Task description
Extract, from the records beneath this instruction, each line that contains the word "numpy".

Given entries

PR #315, opened 2025-05-23
EagerJAXArrayContext: return mutable numpy array in to_numpy

matthiasdiener:
AFAICS, there is no way to make an immutable numpy array mutable again except for copying it.

### DIFF
--- a/.basedpyright/baseline.json
+++ b/.basedpyright/baseline.json
@@ -3120,30 +3120,6 @@
             {
                 "code": "reportUnknownVariableType",
                 "range": {
-                    "startColumn": 53,
-                    "endColumn": 62,
-                    "lineCount": 1
-                }
-            },
-            {
-                "code": "reportAny",
-                "range": {
-                    "startColumn": 23,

Response to this exercise
EagerJAXArrayContext: return mutable numpy array in to_numpy
AFAICS, there is no way to make an immutable numpy array mutable again except for copying it.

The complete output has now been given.